PR #1576, opened 2026-08-11
fix(ante): require signer authorization for fee-exempt network duties

### LINKED ISSUE #1539: Hardening: network-duty fee-bypass admits zero-fee txs from non-participants (no signer authorization at the ante layer)
## Summary

`NetworkDutyFeeBypassDecorator` waives fees + clears min-gas-price for ~12 "network duty" message types, and the exemption is decided **purely by Go message type** (`isExemptMessageType` in `inference-chain/app/ante_fee.go`) — there is no check at the ante/`CheckTx` layer that the signer is an active participant / authorized host. So **any funded account can submit structurally-valid, zero-fee duty-typed transactions.** They pass `CheckTx`, enter the mempool, occupy block space, incur secp256k1 signature verification on every validator, and are rejected only later in `DeliverTx` (e.g. `participant is not active`).

The real authorization for these types (allowlist / participant / dedup / deadline) lives in the message handlers, which run in `DeliverTx` — i.e. **after** mempool admission and block inclusion. `CheckTx` runs the ante only, so unauthorized duty-typed txs are admitted regardless.

## Where

- `inference-chain/app/ante_fee.go` — `NetworkDutyFeeBypassDecorator` / `isExemptMessageType` / `GonkaFeeChecker`. On `main`, the exempt set is 12 types: `MsgSubmitPocBatch`, `MsgSubmitPocValidationsV2`, `MsgMLNodeWeightDistribution`, `MsgSubmitSeed`, `MsgSubmitHardwareDiff`, `MsgClaimRewards`, `MsgSettleDevshardEscrow`, and the 5 BLS DKG types.
- `inference-chain/app/ante_poc_period.go` — `PocPeriodValidationDecorator` gates only **timing** (`checkPocMessageTooLate`) and only for the 4 PoC types; it does not check the signer. The other 8 exempt types have no ante-layer gate at all.

## Impact (bounded — hardening, not a critical exploit)

An attacker imposes **free, unauthenticated load**: zero-fee inclusion consuming validator sig-verify + gossip + mempool + block bytes, with no economic cost (balance never drains; one-time dust to fund accounts).

Honest severity limits, verified against live mainnet consensus params (`max_gas = -1`, `max_bytes = 22 MB`):
- **Not** a practical throughput DoS: with unlimited block gas, saturating a block is bounded only by the ~22 MB byte limit, which (given `CheckTx` enforces the account sequence → one pending tx per account) would require on the order of tens of thousands of concurrently-funded accounts.
- The `Priority: 10_000_000` boost is **inert** for block ordering: the app uses the default `NoOpMempool`, so `PrepareProposal` builds blocks in CometBFT FIFO order and never consults the priority. No priority-based censorship of paid traffic.

So this is a resource-abuse / free-spam hardening gap, not a network-halting exploit.

## Reproduction

A zero-fee `MsgClaimRewards` signed by a non-participant account: `CheckTx` returns code 0 (admitted), the tx is included in a block, and only then fails in `DeliverTx` with `participant is not active` — having consumed block gas at zero fee.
● ● ● ●
DESCRIPTION OF THE TASK: Gather up the lines containing the word "free" from these records and copy them.

SOLUTION:
An attacker imposes **free, unauthenticated load**: zero-fee inclusion consuming validator sig-verify + gossip + mempool + block bytes, with no economic cost (balance never drains; one-time dust to fund accounts).
So this is a resource-abuse / free-spam hardening gap, not a network-halting exploit.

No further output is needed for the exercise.